Fastest way for line-by-line reading STDIN?

Maarten Kesselaers picture Maarten Kesselaers · Jan 25, 2012 · Viewed 48.9k times · Source

I'm looking for the most time-efficient way to read STDIN line-by-line.

The first line is the number of conditions to test. All the following lines are conditions (strings) with a maximum of 100 000 characters.

I have already tried the following (plus result for 4 times 90 000 characters:

  • Scanner with a while-loop (7255 ms)

    Scanner sc = new Scanner(System.in);
    int numberOfLines = Integer.parseInt(sc.nextLine());
    long start = 0;
    int i = 1;
    while (i<=numberOfLines){
        start = System.currentTimeMillis();
        sc.nextLine();
        Debug.println((System.currentTimeMillis()-start) + "ms for scanner while");
        i++;
    }
    
    • Results :
      1. 3228ms for scanner while
      2. 2264ms for scanner while
      3. 1309ms for scanner while
      4. 454ms for scanner while
  • Scanner with a for-loop (7078 ms)

    Scanner sc = new Scanner(System.in);
    int numberOfLines = Integer.parseInt(sc.nextLine());
    long start = 0;
    for (int i = 1; i<= numberOfLines;i++){
        start = System.currentTimeMillis();
        sc.nextLine();
        Debug.println((System.currentTimeMillis()-start) + "ms for scanner for");
        //i++;     
    }
    
    • Results :
      1. 3168ms for scanner for
      2. 2207ms for scanner for
      3. 1236ms for scanner for
      4. 467ms for scanner for
  • BufferedReader with a for-loop (7403 ms)

    try {
    BufferedReader br = new BufferedReader(new InputStreamReader(System.in));
    
    int numberOfLines = Integer.parseInt(br.readLine());
    long start = 0;
    for (int i = 0; i< numberOfLines;i++){
        start = System.currentTimeMillis();
        br.readLine();
        Debug.println((System.currentTimeMillis()-start) + "ms for bufferreader for");
        //i++;
    }
     } catch (Exception e) {
    System.err.println("Error:" + e.getMessage());
    

    }

    • Results :
      1. 3273ms for bufferreader for
      2. 2330ms for bufferreader for
      3. 1293ms for bufferreader for
      4. 507ms for bufferreader for
  • BufferedReader with a while-loop (7461 ms)

    try {
    BufferedReader br = new BufferedReader(new InputStreamReader(System.in));
    
    int numberOfLines = Integer.parseInt(br.readLine());
    int i=0;
    long start = 0;
    while(i< numberOfLines){
        start = System.currentTimeMillis();
        br.readLine();
        Debug.println((System.currentTimeMillis()-start) + "ms for bufferreader while");
        i++;
    }
     } catch (Exception e) {
    System.err.println("Error:" + e.getMessage());
    

    }

    • Results :
      1. 3296ms for bufferreader while
      2. 2358ms for bufferreader while
      3. 1307ms for bufferreader while
      4. 500ms for bufferreader while

While debugging the time taken, i noticed that the time-taken decreases after each read. Is it possible to restrict the bytes that are initialized (f.e. : If you have a maximum of 100.000 chars, limit the scanner/bufferedreader to only initialize 100 000 chars. After a read it will need to refill itself with the next 100 000 chars)

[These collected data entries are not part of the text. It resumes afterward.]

PR #2417, opened 2023-03-16
[PM-1431] [Defect] [Android] New accounts are not able to log in

andrebispo5:
## Type of change
- [X] Bug fix
- [ ] New feature development
- [ ] Other

## Objective

Do not clear Master password  if login is ongoing.

## Code changes

Added control variable to check if the app is currently performing a login.

## Before you submit

### DIFF
--- a/src/App/Pages/Accounts/LoginPageViewModel.cs
+++ b/src/App/Pages/Accounts/LoginPageViewModel.cs
@@ -40,6 +40,7 @@ namespace Bit.App.Pages
         private string _masterPassword;
         private bool _isEmailEnabled;
         private bool _isKnownDevice;
+        private bool _isExecutingLogin;
 
         public LoginPageViewModel()
         {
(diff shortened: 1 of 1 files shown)


trmartin4 (dismissed):
Good catch!

mp-bw:
At a glance it looks like this could potentially break #2395 under some conditions.  Any thoughts?

fedemkr:
From what I can see, it shouldn't break the other behavior. Given that this is only stopping the fields to be cleared while the logging process is in progress. Also the #2395 goal was to clear them when the app goes to/goes back from background and if the login is in process and the app goes to background then when it goes back it shouldn't update which IMO should be fine.

The only flow (kind of an edge case) I can think of it could be up to discussion is the next one:

1. The user enters credentials and start logging in
2. While in the process of login the user moves the app to background
3. Wait here until logging finishes
4. The user goes back and the app says that the login failed because something happened (service unavailability, wrong credentials, or something else)

In this case, should the fields be cleared? 🤔 

_Note: Just in case if I'm not mistaken, with this change the fields won't be cleared on this scenario._

PR #2421, opened 2023-03-20
[PM-115] Cipher key encryption update

fedemkr:
## Type of change
- [ ] Bug fix
- [X] New feature development
- [ ] Other

## Objective

The cipher will now have its own `Key` to encrypt/decrypt its content which will be encrypted using the master password or organization key.

This needs server changes to work and clients changes to have the key assigned (given that for now the mobile client won't create the cipher key):
- Server: [https://github.com/bitwarden/server/pull/2681](https://github.com/bitwarden/server/pull/2681
)
- Clients: [https://github.com/bitwarden/clients/pull/5114](https://github.com/bitwarden/clients/pull/5114)

## Code changes

* **Cipher:** Added new properties for the key. Added logic to decrypt using the new `Key` if available, passing such key to the different item types. And updated it to not use hardcoded strings and use `nameof()`.
* **CipherService:** Updated logic to encrypt the `Cipher` using the new `Key`. 
_Note: for now the logic of the new `Key` gets applied only if the `Key` already exists on the `Cipher`. The creation of such `Key` locally will be enabled on a later release to avoid conflicts between clients._

* **CipherData:** Added new properties for the key.
* **CipherRequest, CipherResponse, CipherView:** Added new properties for the key.
* **Attachment:** Updated it to not use hardcoded strings and use `nameof()` and also added the `key` as a parameter to support the new approach.
* **Card, Field, Identity, Login, LoginUri, PasswordHistory, SecureNote:** Added the `key` as a parameter to support the new approach.
 
## Before you submit


mp-bw (approved):
How is performance when flinging through the cipher list?

fedemkr:
As far as I see, the entire cipher list gets decrypted before shown to the user so the performance while flinging is the same as before. But yes, we should have a little bit more overhead while decrypting the whole vault ciphers.

mp-bw:
Ah ok, I was thinking this could provide some performance insight to adapter-driven content if/when we take that step.

mpbw2 (approved):

mpbw2 (dismissed):

mpbw2 (dismissed):

mpbw2 (dismissed):

mpbw2 (approved):

PR #2431, opened 2023-03-23
[PM-1351][PM-190] Add a mobile service to retrieve feature flags from API

andrebispo5:
## Type of change
- [ ] Bug fix
- [X] New feature development
- [ ] Other

## Objective

Add a new service to consume the api endpoint `/config/`. This will be used to get feature flags to later be used by the UI.

## Code changes

Added new ConfigService, models and new method in ApiService to fetch the data.

## Screenshots

image

## Before you submit


jlf0dev (dismissed):
Had a question above but thats non-blocking, looks good!

fedemkr:
Shouldn't the config be persisted locally every time you call the API? Right now it just acts as an in memory config, so if you open the app without connection you won't have the configuration available.

andrebispo5:
> Shouldn't the config be persisted locally every time you call the API? Right now it just acts as an in memory config, so if you open the app without connection you won't have the configuration available.

You are right i was only think that it should update when the user opens the app and forgot about the offline possibility, i'll add it to state.

src/Core/Services/ConfigService.cs
```diff
@@ -11,21 +11,31 @@ namespace Bit.Core.Services
...
+                {
+                    _configs = await _apiService.GetAllConfigsAsync();
+                    _configs.ExpiresOn = DateTime.UtcNow.AddMinutes(UPDATE_INTERVAL_MINS);
+                    _stateService.SetConfigs(_configs);
+                }
+            }
+            catch (Exception)
+            {
+                //ignore and return state value or null
             }
```
fedemkr: Unless it is because of connection problem, the exception should be logged (or rethrown to the caller if necessary) so we know there is a problem with that.
Also, the check can be written shorter like:
```c#
if (_configs?.ExpiresOn is null || _configs.ExpiresOn <= DateTime.UtcNow)
```

src/Core/Services/ConfigService.cs
```diff
@@ -0,0 +1,45 @@
...
+using Bit.Core.Models.Domain;
+using Bit.Core.Models.Response;
+using Bit.Core.Models.View;
+
+namespace Bit.Core.Services
+{
+    public class ConfigService : IConfigService
+    {
+        private ConfigResponse _configs;
+        private const int UPDATE_INTERVAL_MINS = 60;
```
fedemkr, line 14: Constants should be moved to the beginning of the class

src/Core/Abstractions/IStateService.cs
```diff
@@ -168,5 +168,7 @@ public interface IStateService
         Task SetPreLoginEmailAsync(string value);
         string GetLocale();
         void SetLocale(string locale);
+        ConfigResponse GetConfigs();
+        void SetConfigs(ConfigResponse value);
```
fedemkr, line 172: I think there is a naming mismatch, here `GetConfigs()` is used but on the `IApiService` it's named `GetAllConfigs...()`. IMO both should be with or without the `...All...` in between to be consistent.

src/Core/Services/StateService.cs
```diff
@@ -1234,6 +1234,17 @@ public async Task SetPreLoginEmailAsync(string value)
...
+
+        public ConfigResponse GetConfigs()
+        {
+            return _storageMediatorService.Get<ConfigResponse>(Constants.ConfigsKey);
+        }
+
+        public void SetConfigs(ConfigResponse value)
+        {
+            _storageMediatorService.Save(Constants.ConfigsKey, value);
+        }
```
fedemkr, line 1246: Are there any sensitive data on the config to be saved? These methods (synchronous version) read/write directly to the user preferences/user defaults of the platform.

fedemkr (changes requested):
Aside of the requested changes, is the call to this new service going to be added on another PR?

andrebispo5:
> Aside of the requested changes, is the call to this new service going to be added on another PR?

Yes this was split into many different task, the other PR is. https://github.com/bitwarden/mobile/pull/2454

src/Core/Abstractions/IStateService.cs
andrebispo5: Removed the "All" to be consistent with the endpoint name.

src/Core/Services/ConfigService.cs
andrebispo5: Refactored the condition and logged the error.

src/Core/Services/ConfigService.cs
```diff
@@ -10,32 +10,34 @@ namespace Bit.Core.Services
...
                     _configs.ExpiresOn = DateTime.UtcNow.AddMinutes(UPDATE_INTERVAL_MINS);
                     _stateService.SetConfigs(_configs);
                 }
             }
-            catch (Exception)
+            catch (Exception ex)
             {
-                //ignore and return state value or null
+                _logger.Exception(ex);
             }
```
fedemkr: Just to make sure, do you want to also log the exceptions produced by no connection? I think they are not necessary and will pollute AppCenter logs but lmk so we can filter them out if not needed.

fedemkr (dismissed):
LGTM, just one small comment on the exception.

src/Core/Services/ConfigService.cs
andrebispo5: Oh of course, i'll change it to not log those.

fedemkr (dismissed):

fedemkr (dismissed):

src/Core/Models/Response/ConfigResponse.cs
```diff
@@ -0,0 +1,31 @@
...
+
+namespace Bit.Core.Models.Response
+{
+    public class ConfigResponse
+    {
+        public string Version { get; set; }
+        public string GitHash { get; set; }
+        public ServerConfigResponse Server { get; set; }
+        public EnvironmentConfigResponse Environment { get; set; }
+        public IDictionary<string, object> FeatureStates { get; set; }
```
vvolkgang, line 12: Can we have a better default type than `object`?

src/Core/Services/ConfigService.cs
```diff
@@ -0,0 +1,52 @@
...
+using System.Threading.Tasks;
+using Bit.Core.Abstractions;
+using Bit.Core.Exceptions;
+using Bit.Core.Models.Domain;
+using Bit.Core.Models.Response;
+using Bit.Core.Models.View;
+
+namespace Bit.Core.Services
+{
+    public class ConfigService : IConfigService
```
vvolkgang, line 12: This service should follow `server`'s implementation of [feature flags](https://github.com/bitwarden/server/blob/master/src/Core/Services/IFeatureService.cs), exposing the different flag variant methods (`bool`, `string` and `int`)

src/Core/Models/Response/ConfigResponse.cs
andrebispo5: #2454 will be merged into this branch in order to be tested as a whole before it goes into master.

src/Core/Services/ConfigService.cs
andrebispo5: Since i've already extended the config service in #2454 i'll add the variants there to avoid merge conflicts.

andrebispo5: Updated #2454 with variants.

src/Core/Services/ApiService.cs
```diff
@@ -580,6 +580,15 @@ public Task<bool> GetKnownDeviceAsync(string email, string deviceIdentifier)
 
         #endregion
 
+        #region Configs
+
+        public async Task<ConfigResponse> GetConfigsAsync()
+        {
+            return await SendAsync<object, ConfigResponse>(HttpMethod.Get, $"/config/", null, false, true);
```
fedemkr, line 587: ⛏️ the `$` is not needed given that you're not passing any parameters to the string

src/Core/Services/ConfigService.cs
```diff
@@ -0,0 +1,72 @@
...
+        private readonly ILogger _logger;
+
+        public ConfigService(IApiService apiService, IStateService stateService, ILogger logger)
+        {
+            _apiService = apiService;
+            _stateService = stateService;
+            _logger = logger;
+        }
+
+        public async Task<ConfigResponse> GetAsync(bool forceRefresh = false)
```
fedemkr, line 28: ⚠️  `forceRefresh` is not being used in this method

fedemkr (changes requested):

src/Core/Models/Response/ConfigResponse.cs
```diff
@@ -0,0 +1,33 @@
+﻿using System;
+using System.Collections.Generic;
+
+namespace Bit.Core.Models.Response
+{
+    public class ConfigResponse
+    {
+        public static string DisplayEuEnvironmentFlag = "display-eu-environment";
```
vvolkgang, line 8: @mp-bw any better place to store feature flags? Thinking `Constants.cs` or it's own static class.

mp-bw: Agreed `Constants.cs` would be the proper place for it to follow existing patterns

andrebispo5: https://github.com/bitwarden/mobile/pull/2454#discussion_r1152100129
@fedemkr suggested it was moved to the ConfigResponse.

mp-bw: @andrebispo5 @fedemkr Since it's `public` it seems like `Constants` would be the right place for it.  Can it be `private`?

andrebispo5: Nope it needs to be public as it is going to be used as the key to retrieve the flag from the dictionary. I'll move it to the Constants file.

mp-bw (approved):
Looks fine, not sure why iOS CI is failing

andrebispo5:
@mpbw2 this was already approved but was waiting for the other clients to be done to merge everything to master. In the meanwhile there are two new small commits that need review.

mpbw2 (approved):

mpbw2 (approved):

fedemkr (approved):

fedemkr (approved):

Any ideas on this matter are more than welcome.

EDIT : Added the code for each scenario along with the time-taken per line read. Also changed 100.000 to 100 000 to read more easily.

Answer

Andrei LED picture Andrei LED · Jan 25, 2012

Looked inside BufferedReader#readLine source. There're several problems I see:

  1. It uses StringBuffer instead of StringBuilder, which creates synchronization overhead.
  2. Also there seems to be data copy overhead - not entirely sure, better check it out.
  3. Dedicated monitor object in the BufferedReader and even more synchronization overhead.

You may take your chances with two things:

  1. Writing your own buffering, which could save some time on double copying of the data.
  2. Writing your own nextLine method that would use StringBuilder and go over source data with simple cycle.